Tool UX/UI Design
Designing UX for tools
Designing UX for tools is very different from designing UX for games. In games, friction is necessary to create challenge and engagement. In tools, friction is the enemy: developers need efficiency, clarity, and reliability to stay in flow.
Frozenbyte's Proprietary Engine
Frozenbyte’s in-house engine had grown with the company for over almost two decades, supporting games on PC, consoles, and mobile. With each new project, features were bolted on as needed—resulting in powerful, but uneven, tools.
My Role
I was hired as the first dedicated UX owner for the engine and tools.
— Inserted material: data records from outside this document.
PR #1292, opened 2022-05-26
Update MacOS build instructions

lzap:
It looks our `bundle install` must be done both in the root and web/ directories. This moves this into a new make target. Also Ruby is marked as deprecated on MacOS now and will not be updated from the legacy 2.6 version, so use brew Ruby instead.

Also serve is the default makefile target, that is confusing. Perhaps html is a better target.

### DIFF
--- a/Makefile
+++ b/Makefile
@@ -13,7 +13,7 @@ ifeq ($(UNAME), Darwin)
 CP_ARGS =
 endif
 
-all: serve
+all: html
 
 prep:
 	bundle install
--- a/Makefile
+++ b/Makefile
@@ -3,7 +3,7 @@ DEST := result
 PORT := 5000
 VERSION_LINKS := 3.3 3.2 3.1 3.0 2.5 2.4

My background in both UX research and programming meant I could approach this independently: learning, evaluating, and improving workflows across disciplines.
My goal:
- Eliminate unnecessary friction
- Align our tools with industry conventions
- Build a roadmap for sustainable improvements
Understanding User Needs
My approach combined hands-on learning, benchmarking, and research:
- Learning the Engine: Completed Frozenbyte’s in-house tutorials to see what new hires experienced.
- Benchmarking: Explored Unreal, Unity, CryEngine, GameMaker, Blender, Maya, and ZBrush among others to identify conventions and best practices.
- User Research: Shadowed developers, ran interviews, and combed internal wiki/backlogs to surface pain points and wishlists. This last part, “digital archaeology”, revealed both quick wins and long-standing issues buried in documentation.
From Research to Roadmap
I consolidated insights into an updated backlog and built a long-term roadmap. Having a dedicated person on tools immediately boosted morale: developers felt seen and supported, even before fixes were shipped.
Soon, I was leading an unofficial team of four programmers, later expanding to two designers as well. Together, we:
- Tackled immediate usability issues in the existing editor
- Designed in-game editors for customisation (paving the way for the next-generation editor)
- Created sustainable processes for gathering and prioritising tool feedback
Impact
- Morale Boost: Developers reported higher satisfaction simply because someone was listening and advocating for their needs.
- Collaboration: Programmers volunteered time to improve tools, growing into a cross-disciplinary tools team.
- Roadmap Clarity: Outdated, duplicate, and obsolete backlog items were replaced with a prioritised, actionable plan.
- Future-Proofing: The in-game editors we delivered became the foundation for the next-generation editor.